TYSON’S CORNER, Va., May 15, 2017 —
The senior leaders of U.S. Army Central assembled for a three-day conference with five partner nations from the Middle East for the third annual Senior Strategy Symposium here May 2.
The symposium gave senior leaders, such as Lt. Gen. Michael Garrett commanding general, USARCENT, an opportunity to hear from civilian and military experts on the Middle East and gain insights from senior military leaders from the region.
Kicking off the symposium, Garrett spoke on the need to use the event to come together and develop the solutions to today’s challenges in the region.
"I ask this also because, as military officers, we understand that threats within the region are not diminishing; rather, threats in our region are multiplying. Our improved cooperation is essential if we are to preserve the peace, prosperity, and security in the Middle East and Levant regions," Garrett said.

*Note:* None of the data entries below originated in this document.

Issue #572, opened 2023-03-05
lattice operators: function and documentation


swhite2401:
It would be useful to add functions equivalent to the lattice operators and document them such that they appear on the sphinx page

PR #573, opened 2023-03-05
Lattice operators

swhite2401:
This PR proposes to introduce function as alternatives to the operators `+`, `+=`, `*`. This allows users to use their favorite syntax (function or operator) but also to document these functionalities in the sphinx webpage.

The default behavior remains unchanged except for the operator `*` that is now using deep copies of the elements of the original ring for the repetition. 
All functions are provided with an optional argument `copy` that allow to use deep copies of the elements to be appended, inserted or concatenated.

This issue was discussed in #565 and reported in #572. There might be other options to achieve this, please advise.

### DIFF
--- a/pyat/at/lattice/lattice_object.py
+++ b/pyat/at/lattice/lattice_object.py
@@ -261,27 +261,15 @@ class Lattice(list):
 
     def __add__(self, elems):
         """Add elems, an iterable of AT elements, to the lattice"""
+        return merge_lattices(self, elems)
+
+    def __iadd__(self, elems):
         newring = Lattice(self)
         newring.extend(elems)
         return newring
 
-    def __iadd__(self, elems):
-        return super(Lattice, self).__iadd__(self._addition_filter(elems))
-
     def __mul__(self, n):
-        """Repeats n times the lattice"""
-        periodicity = self.periodicity
-        if n != 0 and periodicity > 1:
-            nbp = periodicity / n
-            periodicity = int(round(nbp))
-            if abs(periodicity - nbp) > _TWO_PI_ERROR:
-                warn(AtWarning('Non-integer number of cells: {}/{}. Periodi'
-                               'city set to 1'.format(self.periodicity, n)))
-                periodicity = 1
-        # noinspection PyTypeChecker
-        return Lattice(elem_generator,
-                       itertools.chain(*itertools.repeat(self, n)),
-                       iterator=self.attrs_filter, periodicity=periodicity)
+        return self.repeat(n)
 
     def _addition_filter(self, elems: Iterable[Element]):
         cavities = []
@@ -319,6 +307,13 @@ class Lattice(list):
         super().insert(idx, elem)
 
     def extend(self, elems: Iterable[Element]):
+        r"""This method adds all the elements of `elems` to the end of the
+            lattice. The behavior is the same as for a :py:obj:`list`
+            
+            Equivalents syntaxes:        
+            >>>ring.extend(elems)
+            >>>ring += elems          
+        """
         if hasattr(self, '_energy'):
             # When unpickling a Lattice, extend is called before the lattice
             # is initialized. So skip this.
@@ -326,7 +321,55 @@ class Lattice(list):
         super().extend(elems)
 
     def append(self, elem: Element):
+        r"""This method overwrites the inherited method :py:meth:`list.append()`,
+            it behavior is changed, it accepts only AT lattice elements 
+            :py:obj:`Element` as input argument.  
+
+            Equivalents syntaxes:        
+            >>>ring.append(elem)
+            >>>ring += [elem]                     
+        """
         self.extend([elem])
+        
+    def repeat(self, n: int, copy=True):
+        r"""This method allows to repeat the lattice `n` times. 
+            If `n` does not divide `ring.periodicity`, the new ring 
+            periodicity is set to 1, otherwise  it is et to
+            `ring.periodicity /= n`.
+            
+            Parameters:
+                n (int): number of repetition
+            
+            Keyword Arguments:
+                copy(bool): Default :py:obj:`True`. If :py:obj:`True`
+                            deepcopies of the lattice are used for the
+                            repetition
+                
+            Returns:
+                newring (Lattice): the new repeated lattice
+
+            Equivalents syntaxes:        
+            >>>newring = ring.repeat(n)
+            >>>newring = ring * n                     
+        """
+        """Repeats n times the lattice"""
+        periodicity = self.periodicity
+        if n != 0 and periodicity > 1:
+            nbp = periodicity / n
+            periodicity = int(round(nbp))
+            if abs(periodicity - nbp) > _TWO_PI_ERROR:
+                warn(AtWarning('Non-integer number of cells: {}/{}. Periodi'
+                               'city set to 1'.format(self.periodicity, n)))
+                periodicity = 1
+        # noinspection PyTypeChecker
+        elems = []
+        for i in range(n):
+            if copy:
+                elems += self.deepcopy() 
+            else:
+                elems += self            
+        return Lattice(elem_generator, elems, 
+                       iterator=self.attrs_filter, periodicity=periodicity)
 
     @property
     def attrs(self) -> Dict:
@@ -1212,6 +1255,33 @@ class Lattice(list):
             # noinspection PyAttributeOutsideInit
             self._radiation = radiate
             return radiate
+            
+            
+def merge_lattices(*lattices: Tuple[Lattice, ...], copy=False):
+    """Merge several lattices together
+    
+    Equivalents syntaxes:  
+    >>>newring = merge_lattices(ring1, ring2)           
+    >>>newring = ring1 + ring2 
+
+    Parameters:
+        lattices:  lattices to be merged
+        
+    Keyword Arguments:
+        copy(bool): Default :py:obj:`False`. If :py:obj:`True`
+                            deepcopies are used to produce the merged
+                            newring
+
+    Returns:
+        newring(Lattice): merged Lattice
+    """    
+    newring = []
+    for l in lattices:
+        if copy:
+            newring += l.deepcopy()
+        else:
+            newring += l
+    return newring 
 
 
 def lattice_filter(params, lattice):
--- a/pyat/at/lattice/lattice_object.py
+++ b/pyat/at/lattice/lattice_object.py
@@ -1258,7 +1258,8 @@ class Lattice(list):
             return radiate
 
 
-def merge_lattices(*lattices: Tuple[Union[Lattice, List], ...], copy=False):
+def merge_lattices(*lattices: Tuple[Union[Lattice, List], ...],
+                   copy=False) -> Lattice:
     """Merge several lattices together
 
     Equivalents syntaxes:
--- a/pyat/at/lattice/lattice_object.py
+++ b/pyat/at/lattice/lattice_object.py
@@ -261,10 +261,10 @@ class Lattice(list):
 
     def __add__(self, elems):
         """Add elems, an iterable of AT elements, to the lattice"""
-        return merge_lattices(self, elems, copy=True)
+        return merge_lattices(self, elems)
 
     def __iadd__(self, elems):
-        return merge_lattices(self, elems)
+        return merge_lattices(self, elems, inplace=True)
 
     def __mul__(self, n):
         return self.repeat(n)
@@ -1256,8 +1256,8 @@ class Lattice(list):
             return radiate
 
 
-def merge_lattices(*lattices: Tuple[Iterable[Element], ...],
-                   copy=False) -> Lattice:
+def merge_lattices(lattice0: Lattice, *lattices: Tuple[Iterable[Element], ...],
+                   copy=False, inplace=False) -> Lattice:
     """Merge several lattices together
 
     Equivalents syntaxes:
@@ -1265,20 +1265,29 @@ def merge_lattices(*lattices: Tuple[Iterable[Element], ...],
     >>>newring = ring1 + ring2
 
     Parameters:
-        lattices:  lattices to be merged
+        lattice0:  initial lattice
+        lattices:  lattices to be merged to lattice0
 
     Keyword Arguments:
         copy(bool): Default :py:obj:`False`. If :py:obj:`True`
-                            deepcopies are used to produce the
-                            merged newring
+                            deepcopies of the elements of lattices
+        inplace(bool): Default :py:obj:`False`. If :py:obj:`True`
+                       the lattice `lattice0 is modified in place.
+                       Otherwise a new Lattice object is created.
 
     Returns:
         newring(Lattice): merged Lattice
     """
-    newring = Lattice(lattices[0])
-    for lat in lattices[1:]:
-        newring.extend(lat, copy=copy)
-    return newring
+    if not isinstance(lattice0, Lattice):
+        raise AtError('Input argument lattice0 is not a Lattice object')
+
+    if inplace:
+        lattice = lattice0
+    else:
+        lattice = Lattice(lattice0)
+    for lat in numpy.atleast_2d(lattices):
+        lattice.extend(lat, copy=copy)
+    return lattice
 
 
 def lattice_filter(params, lattice):
--- a/pyat/at/lattice/lattice_object.py
+++ b/pyat/at/lattice/lattice_object.py
@@ -272,7 +272,7 @@ class Lattice(list):
         return self.repeat(n)
 
     def __reversed__(self):
-        return self.reverse(copy=True)
+        return (el.swap_faces(copy=True) for el in self[::-1])
 
     def _addition_filter(self, elems: Iterable[Element], copy_elements=False):
         cavities = []
@@ -453,9 +453,8 @@ class Lattice(list):
         of elements. Alignment errors are not swapped
 
 
-        Equivalents syntaxes:
+        Usage:
         >>> newring = ring.reverse(copy=True)
-        >>> newring = reversed(ring)
 
         Keyword Arguments:
             copy(bool): Default :py:obj:`False`. If :py:obj:`True`
--- a/pyat/at/lattice/lattice_object.py
+++ b/pyat/at/lattice/lattice_object.py
@@ -309,10 +309,10 @@ class Lattice(list):
     def extend(self, elems: Iterable[Element]):
         r"""This method adds all the elements of `elems` to the end of the
             lattice. The behavior is the same as for a :py:obj:`list`
-            
-            Equivalents syntaxes:        
+
+            Equivalents syntaxes:
             >>>ring.extend(elems)
-            >>>ring += elems          
+            >>>ring += elems
         """
         if hasattr(self, '_energy'):
             # When unpickling a Lattice, extend is called before the lattice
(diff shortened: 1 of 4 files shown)


lfarv:
@swhite2401 :this looks very nice, but I have a naming problem:

The `copy` keyword argument is already used in may lattice methods like `enable_6d`, `set_cavity`, `set_value_refpts`, `add_beamloading` and more, with a meaning identical to the `inplace` keyword of you new methods. On the other hand, your `copy` keyword has a different meaning (deep copy of elements). 

I agree that you convention makes sense, but I think it's too confusing. I suggest `element_copy` (or anything better) for the new keyword.

swhite2401:
> I agree that you convention makes sense, but I think it's too confusing. I suggest `element_copy` (or anything better) for the new keyword.

Ok no problem.

By the way, I have an issue with sphinx... I have not sure this can be solved easily. In the ` lattice_object` documentation I have that ALL the method added to `lattice_object` (find_optics, get_optics, etc....) are document again for `lattice_object` which makes it very difficult to read (the page is way too long...).
Do you think it would be possible to document only the methods present in the module in this part?

pyat/at/lattice/lattice_object.py
```diff
@@ -312,21 +301,125 @@ def _addition_filter(self, elems: Iterable[Element]):
...
+        Returns:
+            newring(Lattice): concatenated Lattice
+        """
+        if inplace:
+            lattice = self
+        else:
+            lattice = Lattice(self)
+        for lat in numpy.atleast_2d(lattices):
+            lattice.extend(lat, copy=copy)
+        return lattice
```
lfarv, line 422: For safety, it should return lattice only if `inplace=False`:
```
return None if inplace else lattice
```

pyat/at/lattice/lattice_object.py
```diff
@@ -312,21 +301,125 @@ def _addition_filter(self, elems: Iterable[Element]):
...
-        self.extend([elem])
+    def append(self, elem: Element, copy=False):
+        r"""This method overwrites the inherited method
+            :py:meth:`list.append()`,
+            it behavior is changed, it accepts only AT lattice elements
+            :py:obj:`Element` as input argument.
+
+            Equivalents syntaxes:
+            >>>ring.append(elem)
+            >>>ring += [elem]
```
lfarv, line 350: Missing space: `>>> ring.append(elem)`. (in many places)

lfarv:
>  I have an issue with sphinx

I don't think it's possible to filter the methods, apart from writing everything manually. Sphinx imports the Lattice object and documents everything it finds. 
On the other hand, we also need list of all available methods somewhere…

pyat/at/lattice/lattice_object.py
```diff
@@ -312,21 +301,125 @@ def _addition_filter(self, elems: Iterable[Element]):
...
+        if n != 0 and periodicity > 1:
+            nbp = periodicity / n
+            periodicity = int(round(nbp))
+            if abs(periodicity - nbp) > _TWO_PI_ERROR:
+                warn(AtWarning('Non-integer number of cells: {}/{}. Periodi'
+                               'city set to 1'.format(self.periodicity, n)))
+                periodicity = 1
+        elems = itertools.repeat(self, max(n-1, 0))
+        lattice = self.concatenate(*elems, copy=copy)
+        return Lattice(lattice, periodicity=periodicity)
```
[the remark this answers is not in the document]
lfarv: Remove `harmonic_number=self.harmonic_number`, sorry, it's specific to `develop`

swhite2401:
> > I have an issue with sphinx
> 
> I don't think it's possible to filter the methods, apart from writing everything manually. Sphinx imports the Lattice object and documents everything it finds. On the other hand, we also need list of all available methods somewhere…

Ok no surprise then. I was asking just in case, I thought maybe there could be some kind of filter to not should the docstring and instead but a link to the source. Not a big deal

pyat/at/lattice/lattice_object.py
swhite2401: I have to return `lattice` otherwise the operator `+=` does not work

pyat/at/lattice/lattice_object.py
swhite2401: done

pyat/at/lattice/lattice_object.py
swhite2401: I take it back I have modified `__iadd__` and it is fine (I also mixed up `inplace` and `copy` that have inverse logic...)

swhite2401:
@simoneliuzzo you may be interested in this. You can now repeat a cell using `cell * n` or `cell.repeat(n)` and elements are automatically copied.
Other functions to perform standard operations (append, concatenate,...) are provided that have a copy option too.

simoneliuzzo:
This looks nice! Do you have also the "-" operator to inverse the order of the elements?

swhite2401:
> This looks nice! Do you have also the "-" operator to inverse the order of the elements?

Ok, after discussion on the meaning of the `-` operator, this can be added using `ring.repeat(n)` where `n` is a negative number. In this case the mirror of the lattice is repeated, taking care of swapping exit and entrance faces of dipoles.
Similarly the `-` operator can be introduced with:
`ring1 - ring2 = ring1 + ring2[::1]`
of course properly swapping faces as well.

What do you think? @lfarv ? Any better ideas?

lfarv:
@simoneliuzzo and @swhite2401 : The "-" operator is not defined for lists, and it would be confusing to define it as "reverse": it is not the reciprocal of addition, `ring - ring` will not give `[]`. I don't know what could be the reciprocal of concatenation! So for reversing a list, the standard ways are:

- `newring = ring[::-1]` returns a new object (standard indexing syntax)
- `ring.reverse()` reverse the order in-place, (standard list method)
- `reversed(ring)`  returns an iterator over the elements is reverse order (built-in python function)

All work for `Lattice` objects, but don't swap enter and exit faces.
- The `ring[::-1]` form should be modified, it would break the meaning of indexing.
- The `reverse() `method can be overloaded and swap the faces. It could also introduce a copy keyword, but the default should be False, to be compatible with the normal behaviour.
- `reversed(ring)` can be customised by writing a `__reversed__()` method swapping the faces, but is it useful?

Concerning the use of `repeat`, I don't like it too much: python explicitly states that `ring * n` if n is less that 0 returns an empty ring. Can repeat(n) do differently ?

I think we must stick to python standards, so my suggestion is:
- implement the reverse() method reversing in-place with faces swapped,
- optionally implement `__reversed__`
- set the python behaviour to '*' and `repeat`: if n is less than 0, take it as zero.

swhite2401:
@lfarv, I have no strong feeling about this, I think the idea was just to reproduce some of the madx features for building sequences but they are not essential.
On the other hand I do not see why we cannot deviate from the `List` standards. If some features/behaviors are useful for AT they should be adopted regardless of what is done in `List`. In fact this is already the case with the `*` operator.

For this PR I will then adpat the `.reverse()` and `reversed()` methods to switch dipole faces, this is useful and I do not see why they should behave differently. I will also modify `repeat()` according to your comments.

pyat/at/lattice/lattice_object.py
```diff
@@ -312,21 +302,136 @@ def _addition_filter(self, elems: Iterable[Element]):
...
+        if n != 0 and periodicity > 1:
+            nbp = periodicity / n
+            periodicity = int(round(nbp))
+            if abs(periodicity - nbp) > _TWO_PI_ERROR:
+                warn(AtWarning('Non-integer number of cells: {}/{}. Periodi'
+                               'city set to 1'.format(self.periodicity, n)))
+                periodicity = 1
+        elems = (copy_fun(el, copy_elements) for _ in range(n) for el in self)
+        return Lattice(elem_generator, elems, iterator=self.attrs_filter,
+                       periodicity=periodicity)
```
lfarv, line 403: One could take care of the harmonic number:
```python
        try:
            cell_h = self._cell_harmnumber
        except AttributeError:
            hdict = {}
        else:
            hdict = dict(_cell_harmnumber = n * cell_h)
        elems = (copy_fun(el, copy_elements) for _ in range(n) for el in self)
        return Lattice(elem_generator, elems, iterator=self.attrs_filter,
                       periodicity=periodicity, **hdict)
```
Note: the `try/except` is necessary because  `_cell_harmnumber` may be missing.

This make the harmonic number be multiplied by the same amount as the circumference, ensuring a constant RF frequency.

pyat/at/lattice/lattice_object.py
```diff
@@ -312,21 +302,136 @@ def _addition_filter(self, elems: Iterable[Element]):
...
+
+    def concatenate(self, *lattices: Tuple[Iterable[Element], ...],
+                    copy_elements=False, copy=True):
```
lfarv, line 406: In all the examples where the `copy` keyword is used (`enable_6d`, `set_cavity`, `set_value_refpts`, `add_beamloading`), its default if `False`. It's not absolutely necessary to have the same default everywhere, but for me it would be easier to remember… 

Anyway, whatever the default value is, I'd push to explicitly specify `copy` in all internal calls to concatenate (within `lattice_object.py`). It's clearer!

pyat/at/lattice/lattice_object.py
```diff
@@ -312,21 +302,136 @@ def _addition_filter(self, elems: Iterable[Element]):
...
+        """Concatenate several `Iterable[Element]` with the lattice
+
+        Equivalents syntaxes:
+        >>> newring = ring.concatenate(r1, r2, r3)
+        >>> newring = ring + r1 + r2 + r3
```
lfarv, line 411: May be one could give examples of in-place concatenation:
```python
>>> ring.concatenate(r1, copy=False)
>>> ring += r1
```

lfarv:
@swhite2401 and @simoneliuzzo : I think there could be a way of modifying the `Lattice` slice indexing (`ring[start:stop:step]`) to handle dipole face swapping:

One could decide that in the **only case of slice indexing**, a negative `step` value would trigger the face swap. Integer indexing (`ring[i]`) and array indexing (`ring[[a, b, c]]`) are left unchanged.

This still looks reasonable for "getitem", though a question appears for the "setitem": what should a line like ` ring[0:4:-1] = [drift3, bend2, drift1]` do? Swap `bend2` faces or not?

swhite2401:
@lfarv why not yes. For me `__setitem__` should never swap, the user is responsible to properly set the RHS.
Let me first finish with the `reverse`  and `reversed` devs

swhite2401:
> Answer: **it must swap**, so that

Then we should give up on this it is too complicated I don't like that AT can change what I am trying to set, it should take my input as is

swhite2401:
Hello @lfarv @simoneliuzzo , I started looking into this and reversing a lattice is more complicated that it seems if you want to take into account the R1, R2 and T1, T2 attributes and not just face angles and fringe fields.
We may decide to ignore them but then the backtracking would not be valid in the presence of alignment errors.... any suggestion? Anything I did not think about?

lfarv:
@swhite2401 : In any case, the "reverting" operation must be handled by the `Element` class. The `Lattice` method should just call `elem.revert()` or similar. 

For T1, T2, R1, R2, I thought about it, and it's probably better to keep them as they are: a magnet shifted "inside" in the direct lattice should better be shifted inside also in the reverted lattice. Same for rotation: I would keep the rotation angle identical. So R1, R2, T1, T2 stay unchanged. This makes sense for "deliberately" displaced magnets. For random errors, anyway the displacements have to be regenerated…

Maybe this intervention on the `Element` class justified another PR? As you like!

lfarv:
T1, T2, R1, R2 continuation: one main interest of reversing a lattice is to build symmetrical cells:
`cell = line + line.reversed()`. 
For this purpose, one must keep T1, T2, R1, R2 unchanged (not swapped) at the element level. If a whole section is displaced, then it's more complicated…

lfarv:
> I was indeed adding a method to Element just swapping faces and finge field before I started thinking about this. If we stick to this it is simple enough to be kept in this PR. We will for now ignore misalignment, I will document accordingly.

Perfect.

Once you have done `reverse()` and `__reversed__()` I can take care of indexing in another PR`

swhite2401:
> I can take care of indexing in another PR`

As I said, I am against this proposal, `__setitem__` should not modify the users input in any condition (doing a swap or else)

lfarv:
@swhite2401 : OK, so we keep the slice indexing as it is: `ring[::-1]` returns the elements in reverse order, without any swapping. No problem for me !

lfarv:
**T1, T2 again**: what I wrote yesterday was wrong. It's more complicated ! When the electron turns back (which is the same as reverting the line), x changes sign (left become right), but y stays the same (top remains top). So only the signs of x and p<sub>x</sub> must be changed.

So the procedure is: take T2, change the sign of x and p<sub>x</sub>, put it in T1, and take T1 (the initial one), change the sign of x and p<sub>x</sub>, put it in T2…

For a simple z rotation (z changes sign), put -R2 in R1 and -R1 in R2.

For the combination of all rotations, it's a nightmare…

simoneliuzzo:
@lfarv and @swhite2401 

I think that the T1, T2, R1 and R2 may be ignored. The '-' feature is mostly used to create a lattice from scratch. Errors will be added after on the lattice already rotated. I doubt that other codes that have the "-" operator (MAD, SAD, elegant, OPA, ...) did deal with errors as well. 
If we want to protect the user , we may give an error "lattice reverse not allowed with errors" if T1, T2, R1 and R2 are set.

swhite2401:
Hello @lfarv @simoneliuzzo , I am facong another issue: when an element has been divide in n sub-elements the entrance face is applied to the first sub-element and the exit face to the last sub-element.
Reversing the the individual elements does not work in this case.... any ideas on how to handle this?

lfarv:
I do not see why it does not work element by element: taking elements in reverse order, you find the last part of a sliced magnet. Its exit face becomes the entry face of the new "inverted" magnet, its missing entry face becomes a missing exit face, and so on up to the 1st slice: missing exit face becomes missing entry face, and the original entry face becomes the final exit face. Do I miss something?

swhite2401:
That is correct, no problem then.

swhite2401:
Added `reverse()`, `reversed()` and some basic tests, I think is ready for merge

pyat/at/lattice/lattice_object.py
```diff
@@ -314,21 +306,174 @@ def _addition_filter(self, elems: Iterable[Element]):
...
+        Returns:
+            lattice(Lattice): concatenated Lattice, if `copy==True` the
+                              new lattice object is returned
+                              otherwise None
+        """
+        if copy:
+            lattice = Lattice(self)
+        else:
+            lattice = self
+        for lat in numpy.atleast_2d(lattices):
```
lfarv, line 446: I don't understand why you need to create a numpy array:
```python
for lat in lattices:
    lattice.extend(lat, copy_elements=copy_elements)
```
Works, at least in my tests

pyat/at/lattice/lattice_object.py
```diff
@@ -314,21 +306,174 @@ def _addition_filter(self, elems: Iterable[Element]):
...
+        except AttributeError:
+            hdict = {}
+        else:
+            hdict = dict(_cell_harmnumber=n*cell_h)
+        elems = (copy_fun(el, copy_elements) for _ in range(n) for el in self)
+        return Lattice(elem_generator, elems, iterator=self.attrs_filter,
+                       periodicity=periodicity, **hdict)
+
+    def concatenate(self, *lattices: Tuple[Iterable[Element], ...],
+                    copy_elements=False, copy=False):
```
lfarv, line 416: Apparently, is should be `*lattices: Iterable[Element],`

pyat/at/lattice/lattice_object.py
swhite2401: I think that for the case `ring.concatenate(ring2)` if `ring2` has only one dimension you will have as many calls to extend as the number of elements in `ring2`, while with the present implementation you have only one call. Isn't this correct?

pyat/at/lattice/lattice_object.py
swhite2401: `*lattices` is a variable length argument (similar to `*args` in generic function notation), it is therefore a `tuple` no? 
Why do you say apparently? You have syntax checks complaining?

pyat/at/lattice/lattice_object.py
lfarv: No, the `lattices` argument is then `(ring2,)`, a tuple with 1 element, and it works normally.

pyat/at/lattice/lattice_object.py
lfarv: "Apparently", because with `Tuple` I get a warning which disappears when I remove it. It seems that for variable argument lists, what matters is the single argument type itself.

By the way, the `Tuple` type is deprecated since python 3.9, better using the standard `tuple` type instead. The `from __future__ import annotations` line on top make this work also in 3.7 and 3.8.

swhite2401: Ok thanks, done

pyat/at/lattice/lattice_object.py
swhite2401: Done

pyat/at/lattice/lattice_object.py
```diff
@@ -314,21 +306,175 @@ def _addition_filter(self, elems: Iterable[Element]):
...
+                              new lattice object is returned
+                              otherwise None
+        """
+        if copy:
+            lattice = Lattice(self)
+        else:
+            lattice = self
+        lattice[:] = lattice[::-1]
+        for e in lattice:
+            e.swap_faces()
```
lfarv, line 476: There is a problem: even if `copy` is True, the faces of the original lattice are swapped !

You must make a copy of the element before swapping the faces.

pyat/at/lattice/lattice_object.py
```diff
@@ -263,29 +262,19 @@ def __str__(self):
...
-                periodicity = 1
-        # noinspection PyTypeChecker
-        return Lattice(elem_generator,
-                       itertools.chain(*itertools.repeat(self, n)),
-                       iterator=self.attrs_filter, periodicity=periodicity)
+        return self.repeat(n)
 
-    def _addition_filter(self, elems: Iterable[Element]):
+    def __reversed__(self):
+        return self.reverse(copy=True)
```
lfarv, line 275: This returns  a `Lattice` object, while it should return a "reverse iterator": iterator over the elements in reversed order:
```python
for elem in self[::-1]:
    yield elem.copy.swapfaces()
```

Or should the copy be done in the `swapfaces()` method?

pyat/at/lattice/lattice_object.py
lfarv: Or maybe the copy should be done if the swap_faces() method ? And only if necessary (if there is anything to swap?)

pyat/at/lattice/lattice_object.py
```diff
@@ -314,21 +306,176 @@ def _addition_filter(self, elems: Iterable[Element]):
...
+
+        Returns:
+            lattice(Lattice): reversed Lattice, if `copy==True` the
+                              new lattice object is returned
+                              otherwise None
+        """
+        if copy:
+            elems = (el.swap_faces(copy=copy) for el in self[::-1])
+            return Lattice(elem_generator, elems, iterator=self.attrs_filter,
+                           periodicity=self.periodicity)
```
lfarv, line 473: `__reversed__` still needs to be modified to return an iterator instead of a Lattice. It could be:
```python
def __reversed__(self):
    return (el.swap_faces(copy=True) for el in self[::-1])
```
Which could make this simpler:
```python
    if copy:
        return Lattice(elem_generator, reversed(self),
                       iterator=self.attrs_filter)
    else:
        reversed_list = list(reversed(self))
        self[:] = reversed_list
```
Specifying `periodicity` in the constructor is not necessary, the periodicity is transferred by `attrs_filter`

lfarv:
Still waiting for the fix of `__reversed__`: it must [return an iterator](https://docs.python.org/3.7/library/functions.html#reversed)

swhite2401:
> Still waiting for the fix of `__reversed__`: it must [return an iterator](https://docs.python.org/3.7/library/functions.html#reversed)

@lfarv I replied to this point several times! And I would like to discuss it. I know this is what the `list` does why should this absolutely return and iterator for the `Lattice` object? Could you please give your reasons

swhite2401:
> > Still waiting for the fix of `__reversed__`: it must [return an iterator](https://docs.python.org/3.7/library/functions.html#reversed)
> 
> @lfarv I replied to this point several times! And I would like to discuss it. I know this is what the `list` does why should this absolutely return and iterator for the `Lattice` object? Could you please give your reasons

I just realized all my comments were not submitted... this is why you did not see them...

lfarv:
@swhite2401 : You have no choice: the definition of the [`__reversed__`](https://docs.python.org/3.7/reference/datamodel.html?highlight=__reversed__#object.__reversed__) special method specifies that "**It should return a new iterator object that iterates over all the objects in the container in reverse order**". The built-in function `reverse()` is the symmetrical of `iter()`: both provide a way to get in iterator object (forward or reverse) from an iterable (a list, Lattice or any Sequence). Look at those two special methods in the [Python Language Reference](https://docs.python.org/3.7/reference/datamodel.html#special-method-names)

If you want a function returning a Lattice object, you need another one (but it's already there !)

swhite2401:
> @swhite2401 : You have no choice: the definition of the [`__reversed__`](https://docs.python.org/3.7/reference/datamodel.html?highlight=__reversed__#object.__reversed__) special method specifies that "**It should return a new iterator object that iterates over all the objects in the container in reverse order**". The built-in function `reversed()` is the symmetrical of `iter()`: both provide a way to get an [`iterator`](https://docs.python.org/3.7/glossary.html#term-iterator) object (forward or reverse) from an [`iterable`](https://docs.python.org/3.7/glossary.html#term-iterable) (a list, Lattice or any Sequence). Look at those two special methods in the [Python Language Reference](https://docs.python.org/3.7/reference/datamodel.html#special-method-names)
> 
> If you want a function returning a Lattice object, you need another one (but it's already there !)

It is done, ok to merge?

lfarv (approved):
OK !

With that goal, the experts spoke on topics ranging from defeating ISIS, understanding Iranian malign influence in the region, and what a post-conflict Syria and Iraq will look like. The fact that several of the experts are civilians also provided the room full of military members the chance to look at the region through a different lens.
"It gives us a different perspective, it gives us different views, and it gives them an opportunity to analyze what we do," said Lt. Col. Walid Nasr, USARCENT, G37 Middle East branch chief.

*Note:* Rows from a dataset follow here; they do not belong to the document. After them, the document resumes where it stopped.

PR #576, opened 2023-03-08
Improve the import order

lfarv:
The main point is to have the `frequency_control` decorator available for use in the lattice package.

- `frequency_control` has been moved to the `lattice/cavity_access.py` module, without any code change. Now it can be used everywhere in the `lattice` package. It's also still available in the `physics` package for compatibility,
- `get_revolution_frequency` is back in the `revolution.py` module, without any code change,
- all other changes are displacements of import statements to linearise the import order. So no real code change !


swhite2401:
Ok for me

PR #830, opened 2024-09-04
matlab ohmienvelope add help message; add check_6d

oscarxblanco:
This PR modifies the help message displayed in matlab for the function `ohmienvelope`.
It also adds a check_6d set to strict level zero.


oscarxblanco:
Dear @swhite2401  and @lfarv ,
would you consider ok to add this modifications ?
o

lfarv:
@oscarxblanco:
- Ok for the help message (you're encouraged to improve he help everywhere!)
- The check_6d is not strictly necessary: `ohmienvelope` behaves correctly for any lattice and gives the correct diffusion matrix according to the passmethods it encounters, possibly zeros(6,6) if there is no radiating element. In such a case, the envelope matrix is NaN(6,6), which is also correct. But such a case is of no interest, so why not a warning.

That's ok for me.

lfarv (approved):
OK for me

But, the symposium was not a one-sided affair; open discussions on the topics allowed for all of the participants to add to the conversation. This was especially true for the partner nation representatives. They added a perspective that the average U.S. military member or civilian may not have.
The USARCENT area of operation includes the Levant, Central Asia and the Arabian Peninsula. It is a unique, dynamic and complex operating environment. Having a greater knowledge of the operational environment is perhaps the surest way to victory. Knowledge means the individual understands the nature of the area, knows how best to fight the enemy and how to protect against threats.
Beyond new perspectives and knowledge, there was an additional benefit for USARCENT to host the symposium.
"What we’re hoping to take away from this symposium is the relationships," Nasr said. "It’s building on the relationships that we have, mending the relationships that we don’t have, and also at the same time share a common picture for the safety and security not only for our colleagues in the Middle East, but also the United States."
These relationships will likely prove to be a major source of strength for USARCENT. By continuing to build on existing relationships and understand the culture of the region, USARCENT demonstrates its enduring commitment to the region. Add to that the knowledge gained from the lecturers and participants and U.S. Army Central will help prevent future conflict, but also be ready to win if one does arise.
"There is strength in presenting a united front to our enemies and to our potential enemies. By forming coalitions that can fight and train together, we can deter these extremists and prove we can work together," Garrett said.